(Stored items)
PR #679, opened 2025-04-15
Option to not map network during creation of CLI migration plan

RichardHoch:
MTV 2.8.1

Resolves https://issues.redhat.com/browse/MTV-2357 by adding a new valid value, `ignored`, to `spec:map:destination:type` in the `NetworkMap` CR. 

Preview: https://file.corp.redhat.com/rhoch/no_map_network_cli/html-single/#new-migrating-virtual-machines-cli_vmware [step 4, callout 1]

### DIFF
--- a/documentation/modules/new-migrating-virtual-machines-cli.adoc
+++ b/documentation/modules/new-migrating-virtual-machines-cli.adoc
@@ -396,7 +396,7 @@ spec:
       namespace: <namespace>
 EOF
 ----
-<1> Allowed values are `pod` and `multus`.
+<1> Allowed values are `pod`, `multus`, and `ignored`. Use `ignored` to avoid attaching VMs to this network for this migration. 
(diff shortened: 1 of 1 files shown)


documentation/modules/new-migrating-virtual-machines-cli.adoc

* * *

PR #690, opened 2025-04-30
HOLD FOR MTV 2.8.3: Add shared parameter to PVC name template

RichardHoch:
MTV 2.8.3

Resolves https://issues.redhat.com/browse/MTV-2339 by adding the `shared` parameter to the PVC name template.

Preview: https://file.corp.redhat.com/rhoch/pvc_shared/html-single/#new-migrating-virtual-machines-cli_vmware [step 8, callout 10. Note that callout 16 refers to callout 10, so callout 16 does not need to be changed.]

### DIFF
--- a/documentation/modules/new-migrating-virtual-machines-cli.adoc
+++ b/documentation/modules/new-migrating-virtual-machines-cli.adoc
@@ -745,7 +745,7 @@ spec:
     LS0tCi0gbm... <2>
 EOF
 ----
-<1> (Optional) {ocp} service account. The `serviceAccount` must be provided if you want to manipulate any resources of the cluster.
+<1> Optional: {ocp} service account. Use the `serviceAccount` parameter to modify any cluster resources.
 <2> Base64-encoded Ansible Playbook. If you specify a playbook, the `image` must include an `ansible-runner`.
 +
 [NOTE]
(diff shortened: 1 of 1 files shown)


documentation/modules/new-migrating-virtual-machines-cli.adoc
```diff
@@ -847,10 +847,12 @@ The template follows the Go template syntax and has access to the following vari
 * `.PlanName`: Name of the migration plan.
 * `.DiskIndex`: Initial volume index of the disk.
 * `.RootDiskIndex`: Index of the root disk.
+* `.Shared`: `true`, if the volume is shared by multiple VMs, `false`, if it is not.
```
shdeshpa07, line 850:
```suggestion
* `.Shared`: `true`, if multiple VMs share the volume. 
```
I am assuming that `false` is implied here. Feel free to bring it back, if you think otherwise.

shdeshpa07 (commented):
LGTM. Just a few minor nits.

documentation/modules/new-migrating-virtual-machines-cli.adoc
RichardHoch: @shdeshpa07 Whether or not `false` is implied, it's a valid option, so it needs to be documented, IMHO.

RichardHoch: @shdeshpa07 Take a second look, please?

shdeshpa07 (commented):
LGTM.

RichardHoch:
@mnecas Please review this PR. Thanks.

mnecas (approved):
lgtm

==

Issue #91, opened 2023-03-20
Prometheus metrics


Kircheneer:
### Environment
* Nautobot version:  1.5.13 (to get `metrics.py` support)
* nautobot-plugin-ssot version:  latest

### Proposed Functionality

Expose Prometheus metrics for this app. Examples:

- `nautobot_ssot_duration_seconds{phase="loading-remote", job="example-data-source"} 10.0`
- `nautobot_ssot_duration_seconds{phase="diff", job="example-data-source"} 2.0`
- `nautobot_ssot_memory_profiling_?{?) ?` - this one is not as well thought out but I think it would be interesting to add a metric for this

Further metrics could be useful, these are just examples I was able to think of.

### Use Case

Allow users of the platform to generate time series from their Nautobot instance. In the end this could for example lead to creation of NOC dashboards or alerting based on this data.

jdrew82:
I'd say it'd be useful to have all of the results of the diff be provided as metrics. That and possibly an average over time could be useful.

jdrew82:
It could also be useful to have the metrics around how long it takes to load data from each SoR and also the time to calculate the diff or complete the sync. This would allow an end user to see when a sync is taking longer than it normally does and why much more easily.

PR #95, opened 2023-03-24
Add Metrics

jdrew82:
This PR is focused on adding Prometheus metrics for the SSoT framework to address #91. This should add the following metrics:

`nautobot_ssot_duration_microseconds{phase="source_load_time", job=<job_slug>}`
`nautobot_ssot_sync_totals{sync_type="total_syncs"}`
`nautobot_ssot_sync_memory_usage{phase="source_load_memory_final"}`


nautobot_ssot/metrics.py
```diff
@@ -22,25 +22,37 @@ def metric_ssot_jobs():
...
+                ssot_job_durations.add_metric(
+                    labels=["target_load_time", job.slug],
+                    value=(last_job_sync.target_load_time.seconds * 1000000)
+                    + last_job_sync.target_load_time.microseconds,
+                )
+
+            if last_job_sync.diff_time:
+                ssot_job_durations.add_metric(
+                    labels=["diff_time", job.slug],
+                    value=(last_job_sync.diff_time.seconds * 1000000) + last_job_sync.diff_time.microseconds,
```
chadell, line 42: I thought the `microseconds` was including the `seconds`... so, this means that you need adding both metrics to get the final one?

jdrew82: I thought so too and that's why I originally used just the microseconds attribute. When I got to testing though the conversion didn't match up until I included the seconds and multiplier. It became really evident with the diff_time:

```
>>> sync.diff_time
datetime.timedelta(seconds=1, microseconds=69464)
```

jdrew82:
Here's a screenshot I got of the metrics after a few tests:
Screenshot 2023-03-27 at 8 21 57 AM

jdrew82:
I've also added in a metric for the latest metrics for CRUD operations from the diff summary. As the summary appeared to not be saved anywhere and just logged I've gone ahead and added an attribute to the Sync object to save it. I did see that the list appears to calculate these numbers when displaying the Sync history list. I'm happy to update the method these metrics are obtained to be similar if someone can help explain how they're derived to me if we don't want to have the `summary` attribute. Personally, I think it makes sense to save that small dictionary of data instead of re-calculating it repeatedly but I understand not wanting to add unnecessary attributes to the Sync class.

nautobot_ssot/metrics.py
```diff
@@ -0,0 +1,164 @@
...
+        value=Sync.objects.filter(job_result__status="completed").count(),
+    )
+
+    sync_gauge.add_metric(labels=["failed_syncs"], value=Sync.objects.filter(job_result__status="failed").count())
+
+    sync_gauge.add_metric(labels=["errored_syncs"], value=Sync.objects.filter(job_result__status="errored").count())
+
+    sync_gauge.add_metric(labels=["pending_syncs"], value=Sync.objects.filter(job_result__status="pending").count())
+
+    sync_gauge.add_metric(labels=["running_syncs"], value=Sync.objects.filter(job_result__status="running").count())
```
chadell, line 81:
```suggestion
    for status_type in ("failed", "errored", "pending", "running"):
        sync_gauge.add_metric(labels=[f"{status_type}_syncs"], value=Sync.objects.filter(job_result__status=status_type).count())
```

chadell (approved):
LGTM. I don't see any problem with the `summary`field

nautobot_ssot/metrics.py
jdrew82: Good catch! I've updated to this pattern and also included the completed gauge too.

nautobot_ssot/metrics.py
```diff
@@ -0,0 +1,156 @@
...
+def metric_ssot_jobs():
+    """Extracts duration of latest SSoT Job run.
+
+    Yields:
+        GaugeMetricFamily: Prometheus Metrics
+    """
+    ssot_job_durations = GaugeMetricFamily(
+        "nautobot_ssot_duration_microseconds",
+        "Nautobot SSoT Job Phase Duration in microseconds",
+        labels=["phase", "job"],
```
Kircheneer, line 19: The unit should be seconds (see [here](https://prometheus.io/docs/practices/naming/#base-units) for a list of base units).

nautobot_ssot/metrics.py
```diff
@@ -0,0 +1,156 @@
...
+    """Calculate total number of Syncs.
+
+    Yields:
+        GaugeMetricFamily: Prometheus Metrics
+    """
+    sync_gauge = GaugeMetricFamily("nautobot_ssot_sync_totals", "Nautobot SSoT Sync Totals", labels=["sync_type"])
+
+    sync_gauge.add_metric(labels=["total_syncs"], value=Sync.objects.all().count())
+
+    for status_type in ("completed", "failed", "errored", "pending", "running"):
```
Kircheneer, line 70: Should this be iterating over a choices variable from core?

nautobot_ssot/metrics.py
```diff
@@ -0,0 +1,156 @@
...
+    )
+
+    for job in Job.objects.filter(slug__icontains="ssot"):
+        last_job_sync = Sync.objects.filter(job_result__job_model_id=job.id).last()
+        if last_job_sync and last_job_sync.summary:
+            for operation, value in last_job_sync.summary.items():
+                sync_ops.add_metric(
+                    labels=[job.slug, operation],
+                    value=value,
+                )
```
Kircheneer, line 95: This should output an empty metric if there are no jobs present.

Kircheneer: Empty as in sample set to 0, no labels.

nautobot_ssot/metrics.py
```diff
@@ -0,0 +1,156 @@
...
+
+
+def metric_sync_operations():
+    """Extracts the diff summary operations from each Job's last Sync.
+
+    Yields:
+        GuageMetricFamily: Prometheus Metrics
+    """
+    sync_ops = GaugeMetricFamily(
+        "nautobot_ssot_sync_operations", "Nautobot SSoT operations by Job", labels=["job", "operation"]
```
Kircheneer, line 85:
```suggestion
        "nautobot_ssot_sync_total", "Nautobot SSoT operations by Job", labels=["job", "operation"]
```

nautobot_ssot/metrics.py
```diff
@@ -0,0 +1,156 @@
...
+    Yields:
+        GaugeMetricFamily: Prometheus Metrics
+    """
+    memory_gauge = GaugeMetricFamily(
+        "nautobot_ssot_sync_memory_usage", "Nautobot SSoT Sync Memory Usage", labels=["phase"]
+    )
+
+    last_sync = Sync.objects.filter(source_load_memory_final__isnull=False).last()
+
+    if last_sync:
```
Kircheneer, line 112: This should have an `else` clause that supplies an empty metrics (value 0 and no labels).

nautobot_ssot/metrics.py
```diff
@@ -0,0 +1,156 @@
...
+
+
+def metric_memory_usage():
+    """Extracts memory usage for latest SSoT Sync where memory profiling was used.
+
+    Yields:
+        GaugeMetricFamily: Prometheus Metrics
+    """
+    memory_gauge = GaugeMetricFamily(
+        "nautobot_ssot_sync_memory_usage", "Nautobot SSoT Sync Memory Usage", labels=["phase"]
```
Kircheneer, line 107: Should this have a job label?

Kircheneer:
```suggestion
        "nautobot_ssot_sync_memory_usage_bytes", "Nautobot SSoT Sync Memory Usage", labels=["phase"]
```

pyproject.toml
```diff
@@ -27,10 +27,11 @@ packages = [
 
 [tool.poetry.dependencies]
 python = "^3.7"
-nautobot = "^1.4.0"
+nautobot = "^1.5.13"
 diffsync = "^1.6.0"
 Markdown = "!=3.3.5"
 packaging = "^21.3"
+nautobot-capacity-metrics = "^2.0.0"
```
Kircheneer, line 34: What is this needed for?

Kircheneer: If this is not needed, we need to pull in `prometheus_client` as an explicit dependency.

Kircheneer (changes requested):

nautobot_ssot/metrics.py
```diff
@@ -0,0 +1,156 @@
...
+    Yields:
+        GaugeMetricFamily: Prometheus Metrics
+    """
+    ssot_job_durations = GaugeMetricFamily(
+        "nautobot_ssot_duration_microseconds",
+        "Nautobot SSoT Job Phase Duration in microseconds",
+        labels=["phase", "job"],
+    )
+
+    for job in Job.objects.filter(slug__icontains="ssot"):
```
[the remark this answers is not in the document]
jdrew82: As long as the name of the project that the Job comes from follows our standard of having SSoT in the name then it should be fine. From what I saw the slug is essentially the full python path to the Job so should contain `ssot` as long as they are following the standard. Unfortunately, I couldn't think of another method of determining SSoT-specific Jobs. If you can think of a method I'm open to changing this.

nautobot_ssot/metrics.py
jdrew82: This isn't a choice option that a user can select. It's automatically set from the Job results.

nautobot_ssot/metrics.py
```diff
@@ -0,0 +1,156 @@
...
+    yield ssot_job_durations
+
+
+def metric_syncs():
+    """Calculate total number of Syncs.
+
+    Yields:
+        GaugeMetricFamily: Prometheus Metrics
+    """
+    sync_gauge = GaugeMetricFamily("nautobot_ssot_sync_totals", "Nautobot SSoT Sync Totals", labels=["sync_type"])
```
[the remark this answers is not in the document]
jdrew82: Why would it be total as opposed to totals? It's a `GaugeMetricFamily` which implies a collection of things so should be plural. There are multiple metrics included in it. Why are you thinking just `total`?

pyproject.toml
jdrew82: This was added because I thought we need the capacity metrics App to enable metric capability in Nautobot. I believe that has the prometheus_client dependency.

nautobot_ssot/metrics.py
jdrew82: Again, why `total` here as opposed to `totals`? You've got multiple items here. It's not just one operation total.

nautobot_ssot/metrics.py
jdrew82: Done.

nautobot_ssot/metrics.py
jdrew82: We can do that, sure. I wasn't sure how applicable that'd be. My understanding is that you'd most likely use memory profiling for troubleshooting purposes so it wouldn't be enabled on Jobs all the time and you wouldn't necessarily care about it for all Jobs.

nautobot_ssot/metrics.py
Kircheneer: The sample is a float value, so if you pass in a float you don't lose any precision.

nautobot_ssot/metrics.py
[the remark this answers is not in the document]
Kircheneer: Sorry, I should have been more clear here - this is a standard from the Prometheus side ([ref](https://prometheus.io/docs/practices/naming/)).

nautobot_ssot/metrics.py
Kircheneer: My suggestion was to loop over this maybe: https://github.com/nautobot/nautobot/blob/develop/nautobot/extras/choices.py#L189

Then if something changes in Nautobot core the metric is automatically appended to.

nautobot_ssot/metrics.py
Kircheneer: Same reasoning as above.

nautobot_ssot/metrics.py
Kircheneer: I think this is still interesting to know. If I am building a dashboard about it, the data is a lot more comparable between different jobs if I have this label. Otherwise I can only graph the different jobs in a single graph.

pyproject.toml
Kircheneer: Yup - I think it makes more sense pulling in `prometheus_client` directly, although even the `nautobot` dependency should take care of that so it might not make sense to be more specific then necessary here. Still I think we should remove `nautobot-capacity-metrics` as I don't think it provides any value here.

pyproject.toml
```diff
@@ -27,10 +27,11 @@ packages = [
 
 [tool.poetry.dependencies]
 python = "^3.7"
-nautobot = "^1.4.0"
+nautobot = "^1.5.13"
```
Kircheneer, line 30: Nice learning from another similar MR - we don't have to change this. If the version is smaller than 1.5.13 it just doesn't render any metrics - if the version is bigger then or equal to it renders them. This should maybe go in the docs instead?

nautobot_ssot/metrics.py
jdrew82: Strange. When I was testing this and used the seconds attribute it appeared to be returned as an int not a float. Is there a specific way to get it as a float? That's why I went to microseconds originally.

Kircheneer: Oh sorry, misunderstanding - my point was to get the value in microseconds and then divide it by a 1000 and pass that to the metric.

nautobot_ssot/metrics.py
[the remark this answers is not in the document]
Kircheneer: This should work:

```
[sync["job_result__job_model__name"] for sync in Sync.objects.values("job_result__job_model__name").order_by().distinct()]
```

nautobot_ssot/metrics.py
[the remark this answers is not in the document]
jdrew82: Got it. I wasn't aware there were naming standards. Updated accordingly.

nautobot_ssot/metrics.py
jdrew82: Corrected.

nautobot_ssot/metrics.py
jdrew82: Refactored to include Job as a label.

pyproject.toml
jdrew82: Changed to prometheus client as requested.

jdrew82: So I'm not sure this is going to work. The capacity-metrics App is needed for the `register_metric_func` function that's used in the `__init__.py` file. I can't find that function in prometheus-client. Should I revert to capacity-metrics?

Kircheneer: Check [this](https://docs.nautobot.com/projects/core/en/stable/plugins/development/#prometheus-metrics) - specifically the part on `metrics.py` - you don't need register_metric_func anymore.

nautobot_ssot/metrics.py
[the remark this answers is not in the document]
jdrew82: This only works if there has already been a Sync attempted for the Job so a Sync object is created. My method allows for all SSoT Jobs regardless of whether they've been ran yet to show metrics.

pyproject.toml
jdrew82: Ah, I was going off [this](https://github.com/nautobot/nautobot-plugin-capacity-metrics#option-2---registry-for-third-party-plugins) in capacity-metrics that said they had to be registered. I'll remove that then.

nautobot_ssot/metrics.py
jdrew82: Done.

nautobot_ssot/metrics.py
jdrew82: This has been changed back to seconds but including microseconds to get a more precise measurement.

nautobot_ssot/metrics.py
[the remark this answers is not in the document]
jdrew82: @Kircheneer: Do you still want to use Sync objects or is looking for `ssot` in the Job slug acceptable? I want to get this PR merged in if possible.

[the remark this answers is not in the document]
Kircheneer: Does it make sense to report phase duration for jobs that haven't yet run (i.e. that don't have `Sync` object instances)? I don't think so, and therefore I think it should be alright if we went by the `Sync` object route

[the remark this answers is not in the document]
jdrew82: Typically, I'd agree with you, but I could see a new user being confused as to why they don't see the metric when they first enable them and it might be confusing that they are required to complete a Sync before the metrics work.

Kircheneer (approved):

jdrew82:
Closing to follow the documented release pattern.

**EXERCISE**:
All lines in the data above from the one with "jdrew82: Got it." through the one with "jdrew82: Changed to" must be repeated exactly, and no others.

**EXERCISE SOLUTION**:
jdrew82: Got it. I wasn't aware there were naming standards. Updated accordingly.

nautobot_ssot/metrics.py
jdrew82: Corrected.

nautobot_ssot/metrics.py
jdrew82: Refactored to include Job as a label.

pyproject.toml
jdrew82: Changed to prometheus client as requested.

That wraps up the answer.